When we finished, Ann said, “I can see that this proves how powerful and creative I am! But I have put all my strength into that old constricted boundary strategy. Now I want to learn to use my power and creativity to be myself. I deserve that.” Ann knows that this is not a one minute wonder process. It is a life-long opportunity to learn how to consistently choose expansion in her life, instead of the old familiar constriction. She wondered, “How can I learn to trust myself not to just go back to how my parents thought?”
A profoundly good question. We will take that up next time, and probably the next, and the next, until this new way of thinking—her own way—is planted, rooted and flowering.
In the meantime, I suggested that she see “Mama Mia” again, and tap while she watched, so that she could further heal her old sad thoughts and be open to feeling its positive message.
As EFTers we are part of the movement in humanity that is devoted to discovering how to use our own inner guidance system that points the way towards answering our deepest questions….without having to read so many self-help books, or seek out yet more spiritual teachers, or get someone else to channel the answer for us from “spiritual entities.” I do believe that there are useful allies in the seen and the unseen world—but I believe that what they want most of all for us is that we stand fully in our own spiritual presence. The inner allies that are worth my attention don’t want me to become dependent upon them for wisdom. They want me to find it in myself.

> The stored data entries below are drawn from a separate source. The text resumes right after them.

PR #1420, opened 2023-10-11
highlight the currently open notebook in NotebookList 

### LINKED ISSUE #1417: Highlight/Emphasize the currently selected notebook in the left hand folder panel

mjren23:
- add styling and logic so that when serverstatehandler updates the path of the current notebook, the notebook is highlighted in the left sidebar (or its containing folder is highlighted, if not expanded) 
- add a button to find the current notebook, expanding folders as necessary. similar to intellij crosshairs button
- 
Screenshot 2023-10-11 at 9 08 50 AM

find-file-demo

closes #1417

### DIFF
--- a/polynote-frontend/polynote/ui/component/notebooklist.test.ts
+++ b/polynote-frontend/polynote/ui/component/notebooklist.test.ts
@@ -271,6 +271,8 @@ describe("highlighting the current notebook and folder", () => {
     });
 
     test("Highlighting the path expands recursively to current notebook", () => {
+        window.HTMLElement.prototype.scrollIntoView = jest.fn(); // mock the scrolling function
+
         branchHandler.addPath("folder/nested/baz.ipynb", 0, currentNotebookPath);
         tree.highlightPath("folder/nested/baz.ipynb",0);
 
--- a/polynote-frontend/polynote/ui/component/notebooklist.ts
+++ b/polynote-frontend/polynote/ui/component/notebooklist.ts
@@ -13,7 +13,7 @@ import {
     TagElement
 } from "../tags";
 import {ServerMessageDispatcher} from "../../messaging/dispatcher";
-import {deepCopy, diffArray, getHumanishDate, getUpToNthOccurrence} from "../../util/helpers";
+import {deepCopy, diffArray, getHumanishDate} from "../../util/helpers";
 import {
     Disposable, noUpdate,
     ObjectStateHandler,
@@ -457,7 +457,7 @@ export class BranchHandler extends ObjectStateHandler<Branch> {
             return {
                 children: Object.keys(parent.children).reduce((acc, key)  => {
                     const branchOrLeaf = parent.children[key];
-                    const currPath = getUpToNthOccurrence(fullPath, sliceIndex + 1, "/");
+                    const currPath = fullPath.split("/", sliceIndex + 1).join("/");
                     if ("children" in branchOrLeaf) {
                         acc[key] = {
                             ...go(fullPath, sliceIndex + 1, branchOrLeaf),
@@ -658,7 +658,7 @@ export class BranchEl extends Disposable {
      * Recursively expand folders until the leaf node at the desired path is reached
      */
     highlightPath(path: string, index: number) {
-        const currPath = getUpToNthOccurrence(path, index + 1, "/");
+        const currPath = path.split("/", index + 1).join("/");
         const child = this.children.find(c => c.path === currPath);
         if (child === null) {
             return
@@ -668,7 +668,7 @@ export class BranchEl extends Disposable {
             child.highlightPath(path, index + 1);
         }
         else if (child instanceof LeafEl) {
-            child.focus(); // scroll to this notebook
+            child.scrollTo(); // scroll to this notebook
         }
     }
 
@@ -802,6 +802,10 @@ export class LeafEl extends Disposable {
 
     focus() {
         this.leafEl.focus()
+    }
+
+    scrollTo() {
+        this.leafEl.scrollIntoView();
     }
 
     private getEl(leaf: Leaf) {
--- a/polynote-frontend/polynote/util/helpers.ts
+++ b/polynote-frontend/polynote/util/helpers.ts
@@ -353,26 +353,6 @@ export function positionIn(str: string, line: number, column: number): number {
     return pos;
 }
 
-/**
- * Helper method for grabbing everything in a string up to the nth occurrence of the pattern.
- * Will only return a nonempty string for n >= 1.
- * E.g. if called with "hello/world" where n = 1 and pattern = "/", will return "hello"
- */
-export function getUpToNthOccurrence(str: string, n: number, pattern: string): string {
-    const pieces = str.split(pattern);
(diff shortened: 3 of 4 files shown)


polynote-frontend/polynote/util/helpers.ts
```diff
@@ -353,6 +353,26 @@ export function positionIn(str: string, line: number, column: number): number {
     return pos;
 }
 
+/**
+ * Helper method for grabbing everything in a string up to the nth occurrence of the pattern.
+ * Will only return a nonempty string for n >= 1.
+ * E.g. if called with "hello/world" where n = 1 and pattern = "/", will return "hello"
+ */
+export function getUpToNthOccurrence(str: string, n: number, pattern: string): string {
```
jonathanindig, line 361: Is this different from the optional `limit` parameter on `split`? https://developer.mozilla.org/en-US/docs/Web/JavaScript/Reference/Global_Objects/String/split#syntax

polynote-frontend/polynote/ui/component/notebooklist.ts
```diff
@@ -392,6 +408,7 @@ export class BranchHandler extends ObjectStateHandler<Branch> {
                 if (!currentState || !isBranch(currentState) || !currentState.children[piece]) {
                     currentUpdate.fullPath = currentPath;
                     currentUpdate.value = piece;
+                    currentUpdate.isOrHasCurrentNotebook = currentNotebook === path;
```
jonathanindig, line 411: does `currentNotebook` have to be updated here? I wonder whether it'd be updated anyways after the path is added (doesn't the state update selecting the current notebook happen after the state update adding a new path? Or am I misremembering?)

mjren23:
> Thanks for the screenshot! Can you show how the "target" button works? (maybe a gif or movie?)

Good call, just added to the original PR description

polynote-frontend/polynote/util/helpers.ts
mjren23: I _think_ it's different? What I was specifically looking for (and which I didn't make very clear from the comment) is to _also_ return the pattern in the string. Traversing the file tree, I needed to get everything up to a certain slash, so for example, wanting to get the first few folders in a path like `root/folder/inner-folder/file.ipynb`, we might want `root/folder` or `root/folder/inner-folder`.

polynote-frontend/polynote/ui/component/notebooklist.ts
mjren23: Just stepping through in devtools, I'm seeing some instances where `branchHandler.addPath` gets called after `branchHandler.updateCurrentNotebook` - not sure where the logic for ordering the state updates lives but it doesn't seem like the behavior is always "add path and then update current notebook."

jonathanindig:
> > Thanks for the screenshot! Can you show how the "target" button works? (maybe a gif or movie?)
> 
> Good call, just added to the original PR description

Thanks! I see there's both a gray highlight and a blue highlight. What is the difference between the two? Do we need both?

polynote-frontend/polynote/util/helpers.ts
jonathanindig: Maybe I'm missing something. I think this does what you want?
image

polynote-frontend/polynote/ui/component/notebooklist.ts
jonathanindig: Under what situation do you see that addPath gets called after updateCurrentNotebook? I wasn't able to reproduce. 

The last step of the process to create a new notebook is to select it so I think things should happen in the order I mentioned earlier: https://github.com/polynote/polynote/blob/megan/highlight-current-notebook/polynote-frontend/polynote/messaging/dispatcher.ts#L379

jonathanindig: I was able to kind of repro when renaming a notebook, I think. But it's hard to tell because we have a bug with that 😅  https://github.com/polynote/polynote/issues/1422

If that's the only way to repro I think we should fix that problem: in general, selecting the current notebook should be the very last thing that happens; and notebook shouldn't be selected before it "exists" if that makes sense.

mjren23: Looks like when reopening the current notebooks (e.g. create a notebook and refresh the page with the notebook still open), the frontend is loading the notebooks and then also getting a message from the server (of type `ListNotebooks`), triggering another state update and causing addPath to get called again.

polynote-frontend/polynote/util/helpers.ts
mjren23: .....oops, yeah, that does exactly what I want. Will refactor, thank you!

mjren23:
> > > Thanks for the screenshot! Can you show how the "target" button works? (maybe a gif or movie?)
> > 
> > 
> > Good call, just added to the original PR description
> 
> Thanks! I see there's both a gray highlight and a blue highlight. What is the difference between the two? Do we need both?

The blue highlight is the focus, which I think should probably be distinct from being highlighted (primarily for the use case of using arrow keys to navigate the file tree)? I was using .focus to scroll to the current notebook upon clicking the crosshairs, but I agree that it's kind of weird. How do you feel about this instead? There's still a brief blue flash when initially selecting the notebook, unfortunately. 

find-file-demo-2

jonathanindig:
> > > > Thanks for the screenshot! Can you show how the "target" button works? (maybe a gif or movie?)
> > > 
> > > 
> > > Good call, just added to the original PR description
> > 
> > 
> > Thanks! I see there's both a gray highlight and a blue highlight. What is the difference between the two? Do we need both?
> 
> The blue highlight is the focus, which I think should probably be distinct from being highlighted (primarily for the use case of using arrow keys to navigate the file tree)? I was using .focus to scroll to the current notebook upon clicking the crosshairs, but I agree that it's kind of weird. How do you feel about this instead? There's still a brief blue flash when initially selecting the notebook, unfortunately.
> 
> find-file-demo-2 [ find-file-demo-2 ](https://user-images.githubusercontent.com/64228557/274962114-e621d7bd-2835-4e00-a4b7-2ef413d46bed.gif) [ ](https://user-images.githubusercontent.com/64228557/274962114-e621d7bd-2835-4e00-a4b7-2ef413d46bed.gif)

Huh, I totally forgot we supported using the arrow keys to navigate the file tree 😅 

That looks great to me! I even think the blue flash makes sense.

polynote-frontend/polynote/ui/component/notebooklist.test.ts
```diff
@@ -54,15 +55,19 @@ describe("BranchComponent", () => {
         fullPath: "foo",
         value: "foo",
         lastSaved: 0,
+        isOrHasCurrentNotebook: false,
         children: {}
     });
+    currentNotebookPath = "nonsense.ipynb";
```
jonathanindig, line 61: Is this necessary?

jonathanindig (approved):
Hm, I'm still suspicious there's something weird going on with the state updates and handling elsewhere but I think this is fine to merge and we'll untangle that when we come to it. 

Thanks and sorry for the delay in reviewing!

PR #1421, opened 2023-10-11
add check for empty dependency array

### LINKED ISSUE #1419: Empty dependencies array results in un-editable dependency dropdown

Let’s use our skills and experience to help ourselves and our clients to explore the intimate and uniquely individual process of opening our intuition and learning to trust the guidance of our own body and of our life story.
Let’s use EFT not just to heal the past hurts, but as a powerful invitation to bloom from the center of the goodness that we already are. We can make everything we do a beautiful fairy house, so that the true faeries and angels and devas and nature spirits and Spirit itself will live in our back yard!